Cities and states are making electric vehicles, or EVs, more affordable and practical through rebates and tax credits, as well as by building charging networks. The fossil fuel industry, however, is wary of such commitments to clean energy technologies. Backed heavily by the Koch brothers—who made their fortune in oil—far-right organizations, such as the American Legislative Exchange Council, or ALEC, are working with the fossil fuel industry to attack state EV incentives in state legislatures. While the fossil fuel industry has certainly never been a friend of EVs, its opposition to state and local incentives to promote EV adoption could be especially harmful now, as President Donald Trump and congressional Republicans threaten federal support for EV technology.
The need for financial incentives
EVs are a critical part of future transportation in the United States, and they are becoming more affordable and functional. EV prices drop as battery technology matures, and as battery range continues to increase, EVs are becoming a comparable commuting car. Prospective EV owners, however, still rely on financial incentives to make EVs an affordable choice. State and local financial incentives are therefore essential to expanding EV adoption—especially at a time when the Trump administration is unlikely to take federal action to get more EVs on the road.

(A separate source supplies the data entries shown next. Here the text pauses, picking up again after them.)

PR #604, opened 2024-10-09
Add GP20HL robot support package

EricMarcil:
Add GP20HL robot support package


motoman_gp20hl_support/meshes/gp20hl/visual/link_6_t.dae
gavanderhoorn, line 1: this file appears to be 'empty' (as in: there's no mesh data defined here).

motoman_gp20hl_support/config/opw_parameters_gp20hl.yaml
gavanderhoorn, line 1: Have these values been verified?

gavanderhoorn (changes requested):
`link_6_t.dae` needs to be fixed.

gavanderhoorn:
@EricMarcil: I just noticed #566.

Is this a copy of that PR?

motoman_gp20hl_support/config/opw_parameters_gp20hl.yaml
EricMarcil: No, there are based on the definition from [opw_kinematics_tutorial.rst](https://github.com/moveit/moveit_tutorials/blob/master/doc/opw_kinematics/opw_kinematics_tutorial.rst)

For the past seven years, consumers have enjoyed a $7,500 federal income tax credit that has allowed them to purchase EVs at an affordable price. And at one point, nearly half of states offered financial incentives for EV purchases. Depending on the state, some drivers receive thousands of dollars in tax credits or rebates through a state program, and in others, drivers receive special benefits, such as car pool lane access or a utilities rebate.
The fossil fuel industry’s corporate interests, however, are leading attacks on state subsidies for EVs, promoting gasoline-powered vehicles. In Colorado, for example, the Koch brothers are backing a bill that would end tax credits for EVs. ALEC, a think tank financed by fossil fuel companies, is also backing the bill. The Koch-funded organization creates model legislation for states to use in crafting their own anti-EV bills. The Georgia legislature, for example, passed a bill with blatant similarities to ALEC’s model legislation, in an order that revoked the state’s $5,000 EV incentive tax credit and implemented a $200 EV registration fee. Following the fee implementation and tax credit repeal, Georgia saw an 80 percent drop in EV sales. Additionally, at a 2015 ALEC meeting, member legislators voted on a model state resolution that would discourage drivers from purchasing EVs.
Some state legislatures have simply let their incentives expire without renewal, including Illinois, Pennsylvania, and Tennessee. In other states, there is an active assault on EVs in the legislature. In March, Utah lawmakers voted to let the state’s tax credit expire. Additionally, since 2011, 10 states have implemented EV fees instead of offering incentives. These fees require EV owners to pay up to $200 when renewing their vehicle’s registration. Since the beginning of 2017, 10 additional states have introduced bills that require EV owners to pay fees. Lawmakers justify the fees by claiming they are in lieu of a gas tax for EV drivers.
Disincentivizing EVs will pull the plug on clean technology
Clean vehicle technology is not designed to raise revenue, but instead, it pushes the United States toward a more sustainable transportation system that neither pollutes the air nor depends on foreign oil markets. Instead of incentivizing drivers to purchase this clean technology, states are now punishing them with fees, and this has a chilling effect.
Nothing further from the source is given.